Only needed if you have OpenDocument (.odt) files:

**Windows:**
```powershell
winget install --id JohnMacFarlane.Pandoc -e
```

**macOS:**
```bash
brew install pandoc
```

### Step 5: Setup Python Environment

**Windows:**
```powershell
python -m venv .venv
.\.venv\Scripts\Activate.ps1
```

**Note:** If you get an execution policy error:
```powershell
Set-ExecutionPolicy -ExecutionPolicy RemoteSigned -Scope CurrentUser
```

**macOS/Linux:**
```bash
python3 -m venv .venv
source .venv/bin/activate
```

**Install dependencies (all platforms):**
```bash
pip install -r requirements.txt
```

### Step 6: Configure Environment

**Windows:**
```powershell
Copy-Item .env.example .env
```

**macOS/Linux:**
```bash
cp .env.example .env
```

Edit `.env` with your settings:
```env
# Model Configuration
OLLAMA_MODEL=qwen2.5:14b-instruct
OLLAMA_BASE_URL=http://localhost:11434
EMBEDDING_MODEL=mxbai-embed-large

# Retrieval Settings
RETRIEVAL_CHUNKS=100
TOP_N_RERANK=15
USE_RERANKING=true

# Document Processing
CHUNK_SIZE=800
CHUNK_OVERLAP=160
```

**Note:** If using 7b model on low-end computer, change to `OLLAMA_MODEL=qwen2.5:7b-instruct`

### Step 7: Add Your Documents

Place your documents (Word, PDF, PowerPoint, Text, Markdown, etc.) in the `docs/` folder.

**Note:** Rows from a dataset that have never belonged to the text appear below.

PR #7898, opened 2025-07-10
ci: fix merge_branches script to unmerged-deleted mode

matanl-starkware:


dorimedini-starkware (changes requested):
> *[Reviewable](https://reviewable.io/reviews/starkware-libs/sequencer/7898)* status: all files reviewed, 1 unresolved discussion (waiting on @matanl-starkware)

___
*[`scripts/merge_branches.py` line 115 at r1](https://reviewable.io/reviews/starkware-libs/sequencer/7898#-OUnycKLAFrQjKtlUiao:-OUnycKLAFrQjKtlUiap:beyrhkq) ([raw file](https://github.com/starkware-libs/sequencer/blob/056c4e769886f0fae00036097bb6c3e5da3510dc/scripts/merge_branches.py#L115)):*
> ```Python
>     run_command(f"git checkout origin/{dst_branch} {' '.join(FILES_TO_PRESERVE) }")
> 
>     run_command("git status -s | grep -E \"^UU|^AA|^UD\" | awk '{ print $2 }' | tee /tmp/conflicts")
> ```

tried adding something like this, but shahak pointed out that we don't always want this to silently succeed...
maybe gate this behind a boolean argument to the script? `--delete-from-dst` or something, defaulting to `False`?



_Code quote:_
```Python
|^UD
```

PR #7947, opened 2025-07-13
l1: return dummy answers on height < start_height

giladchase:
This is introduced in order to tighten the coupling with the batcher, to
accommodate its re-execution-from-genesis state, which ignores l1
interaction.
Note that this will hide batcher startup errors, for example off-by-one
errors.

Suggested alternative: return a dedicated error and let the Batcher
decide if this is an Error or not, based on whatever special state _it_
is in.


giladchase (commented):
Moving this back to draft, i wanna check if validate/get-txs are really called in reexecution or not

> *[Reviewable](https://reviewable.io/reviews/starkware-libs/sequencer/7947#-:-OV6khsI8qllRCyibW40:b7azyso)* status: 0 of 3 files reviewed, all discussions resolved (waiting on @elintul and @matan-starkware)

PR #7726, opened 2025-07-02
Victor/remove rejected transactions from cende

victorkstarkware:

PR #8168, opened 2025-07-23
apollo_consensus_orchestrator: couple transaction with receipt for cende

victorkstarkware:
### What changed?

- Created a new `InternalTransactionWithReceipt` struct that pairs a transaction with its execution info
- Modified `BlobParameters` to use `transactions_with_execution_infos` instead of separate `transactions` and `execution_infos` fields
- Updated the `AerospikeBlob::from_parameters` method to unpack the new structure
- Refactored the transaction processing in `SequencerConsensusContext` to match transactions with their execution infos and create the paired structure
- Updated test code in `central_objects_test.rs` to use the new structure
- `central_blob.json` was updated. Previously, it had a non-matching number of transactions and receipts (there should be one receipt for each transaction).

### Motivation

Previously, transactions and their receipts were kept in separate `Vec<>`'s when sent to cende (with an assumption that the same index in both `Vec<>`'s correspond to the same transaction). This assumption was broken due to pre-sending, which introduced the following bug in cende:

https://github.com/starkware-libs/sequencer/pull/7726

To remedy this, a new struct `InternalTransactionWithReceipt` that pairs a transaction with its execution info was created, enforcing the correspondence of a transaction and its receipt for cende.

### What didn't change

`AerospikeBlob` still uses separate `Vec<>`'s as this struct mirrors the pythonic logic. Changing the pythonic logic is performance-critical and thus out of scope here.


victorkstarkware (commented):
Made the following changes:
* First create a HashMap out of `transactions` and use it here to get the transaction (now time complexity is linear)
* In the previous version, a fail in matching txs with receipts would panic. Now, it gracefully propagates a `ConsensusError::Other` 

> *[Reviewable](https://reviewable.io/reviews/starkware-libs/sequencer/8168#-:-OWzMxO45tHI9ZH2UF-m:b-5zyrpd)* status: 0 of 4 files reviewed, 2 unresolved discussions (waiting on @alonh5)

dafnamatsry (changes requested):
> Reviewed 3 of 4 files at r2, all commit messages.
> *[Reviewable](https://reviewable.io/reviews/starkware-libs/sequencer/8168)* status: 3 of 4 files reviewed, 3 unresolved discussions (waiting on @alonh5)

___
*[`crates/apollo_consensus_orchestrator/src/sequencer_consensus_context.rs` line 465 at r2](https://reviewable.io/reviews/starkware-libs/sequencer/8168#-OXYEkHy4TA17cg1L5fE:-OXYEkHy4TA17cg1L5fF:b9o29sl) ([raw file](https://github.com/starkware-libs/sequencer/blob/e158be3f7d8faae77558e4c3530f99bd3e4a40a5/crates/apollo_consensus_orchestrator/src/sequencer_consensus_context.rs#L465)):*
> ```XML
>         // and the value is the transaction itself.
>         let transactions_hash_map = transactions
>             .iter()
> ```

Can you use `into_iter()` to avoid the `clone()`?



_Code quote:_
```XML
.iter()
```
___
*[`crates/apollo_consensus_orchestrator/src/sequencer_consensus_context.rs` line 478 at r2](https://reviewable.io/reviews/starkware-libs/sequencer/8168#-OXYFiSg2605sk7vmkZi:-OXYFiSg2605sk7vmkZj:bd6eevq) ([raw file](https://github.com/starkware-libs/sequencer/blob/e158be3f7d8faae77558e4c3530f99bd3e4a40a5/crates/apollo_consensus_orchestrator/src/sequencer_consensus_context.rs#L478)):*
> ```XML
>                 error!("{e}");
>                 ConsensusError::Other(e.to_string())
>             })?;
> ```

Consider using a simple for loop here:



_Suggestion:_
```XML
        // A hash map of (possibly failed) transactions, where the key is the transaction hash
        // and the value is the transaction itself.
        let transactions_hash_map = HashMap::new();
        for tx in trensactions.into_iter().flatten() {
            if map.insert(tx.tx_hash(), tx).is_some() {
                return Err("Duplicate transactions found with the same tx_hash: {key:?}");
            }
        })
```
___
*[`crates/apollo_consensus_orchestrator/src/sequencer_consensus_context.rs` line 491 at r2](https://reviewable.io/reviews/starkware-libs/sequencer/8168#-OXYHwDTDvrQ0wRv9kQw:-OXYHwDU2rmPA09rj8XG:b4hc7ug) ([raw file](https://github.com/starkware-libs/sequencer/blob/e158be3f7d8faae77558e4c3530f99bd3e4a40a5/crates/apollo_consensus_orchestrator/src/sequencer_consensus_context.rs#L491)):*
> ```XML
>             .execution_infos
>             .into_iter()
>             .map(|(tx_hash, execution_info)| match transactions_hash_map.get(&tx_hash) {
> ```

Try using `remove` instead of `get` to get an owned value and avoid the`clone()`.



_Code quote:_
```XML
transactions_hash_map.get(&tx_hash)
```

dafnamatsry (approved):
:lgtm:

> @dafnamatsry reviewed 1 of 4 files at r2, 1 of 1 files at r3, all commit messages.
> *[Reviewable](https://reviewable.io/reviews/starkware-libs/sequencer/8168#-:-OYz9feO3BpkB2klDxsr:bnfp4nl)* status: <span>:shipit:</span> complete! all files reviewed, all discussions resolved (waiting on @alonh5)

PR #8546, opened 2025-08-12
apollo_rpc: use the actual compiled class hash when declering a class in tests

AvivYossef-starkware:


noaov1 (approved):
> *[Reviewable](https://reviewable.io/reviews/starkware-libs/sequencer/8546)* status: all files reviewed, 1 unresolved discussion (waiting on @AvivYossef-starkware and @meship-starkware)

___
*[`crates/apollo_rpc/src/v0_8/execution_test.rs` line 1648 at r1](https://reviewable.io/reviews/starkware-libs/sequencer/8546#-OXTR3bDDhl99R48L9us:-OXTdfHtAb6JnpQ_WDv2:bc2f1of) ([raw file](https://github.com/starkware-libs/sequencer/blob/59e001e21773f7a053d2de6b19d35a20988b4015/crates/apollo_rpc/src/v0_8/execution_test.rs#L1648)):*
<details><summary><i>Previously, AvivYossef-starkware wrote…</i></summary><blockquote>

No, because they used the default value,but I wanted to change it
</blockquote></details>

I think it's best to avoid calculating the casm hash if not needed. Why did you want to change it?

AvivYossef-starkware (commented):
> *[Reviewable](https://reviewable.io/reviews/starkware-libs/sequencer/8546)* status: all files reviewed, 1 unresolved discussion (waiting on @meship-starkware and @noaov1)

___
*[`crates/apollo_rpc/src/v0_8/execution_test.rs` line 1648 at r1](https://reviewable.io/reviews/starkware-libs/sequencer/8546#-OXTR3bDDhl99R48L9us:-OXTgoSP290gvwwA28rq:b-ks0nfw) ([raw file](https://github.com/starkware-libs/sequencer/blob/59e001e21773f7a053d2de6b19d35a20988b4015/crates/apollo_rpc/src/v0_8/execution_test.rs#L1648)):*

I think it's best to avoid calculating the casm hash if not needed. Why did you want to change it?
</blockquote></details>

Because the default value is treated as a cairo zero contract. 
I can use a dummy value, but it's risky because if we change the state reader to use the class manager, it might return the actual hash. Since there's only one contract, I thought that it was okay.

meship-starkware (approved):
> *[Reviewable](https://reviewable.io/reviews/starkware-libs/sequencer/8546)* status: all files reviewed, 1 unresolved discussion (waiting on @noaov1)

PR #8602, opened 2025-08-17
blockifier_reexecution: add 0.13.6 block for reexecution

AvivYossef-starkware:

PR #8615, opened 2025-08-17
blockifier_reexecution: add block 1,600,000 to CI reexecution set

avi-starkware:
Include block 1600000 in `block_numbers_for_reexecution.json` and extend `test_block_reexecution` cases accordingly, so CI downloads and reexecutes this block offline.


avi-starkware:
Covered by #8602

PR #8677, opened 2025-08-19
apollo_l1_gas_price: do not print headers in eth_to_strk_orcale startup

guy-starkware:


Itay-Tsabary-Starkware (changes requested):
> *[Reviewable](https://reviewable.io/reviews/starkware-libs/sequencer/8677)* status: 0 of 2 files reviewed, 2 unresolved discussions

___
*[`crates/apollo_l1_gas_price/src/eth_to_strk_oracle.rs` line 144 at r1](https://reviewable.io/reviews/starkware-libs/sequencer/8677#-OY1i8dG3jNAQQIiFwUX:-OY1i8dG3jNAQQIiFwUY:b-udb2c0) ([raw file](https://github.com/starkware-libs/sequencer/blob/dbecf067411f2220352c0a56662d4a19b540bbfa/crates/apollo_l1_gas_price/src/eth_to_strk_oracle.rs#L144)):*
> ```XML
>                 .url_header_list
>                 .as_ref()
>                 .map_or_else(Vec::new, |v| v.iter().map(|uh| uh.safe_print()).collect()),
> ```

### Step 8: Ingest Documents

Run the ingestion script to process your documents:

**Windows:**
```powershell
python rag\ingest.py
```

**macOS/Linux:**
```bash
python rag/ingest.py
```

This will:
- Extract ZIP files automatically
- Load and process all documents
- Generate embeddings
- Store vectors in the database

### Step 9: Start the Frontend

Start the web interface:

**Windows:**
```powershell
python frontend\app.py
```

**macOS/Linux:**
```bash
python frontend/app.py
```

The server will start at: **http://127.0.0.1:8000**

Open this URL in your browser to start querying your documents!

---

## Command-Line Query (Optional)

You can also run queries directly from the command line:

**Windows:**
```powershell
python rag\query.py "Your question here"
```

**macOS/Linux:**
```bash
python rag/query.py "Your question here"
```

---

## Performance Notes

### CPU vs GPU Mode
- **GPU Mode (default):** Fast responses (1-2 seconds with 14b model)
- **CPU-Only Mode:** Slower responses (8-15 seconds with 14b model) but works on any computer

### Model Recommendations by Hardware

| RAM Available | Recommended Model | CPU Query Time | Quality |
|---------------|-------------------|----------------|----------|
| 8GB | qwen2.5:7b-instruct | 3-5 seconds | Good |
| 16GB+ | qwen2.5:14b-instruct | 8-15 seconds | Excellent |
| 32GB+ | qwen2.5:32b | 30-60 seconds | Best |

**Note:** These times are for CPU-only mode. GPU mode is 6-10x faster.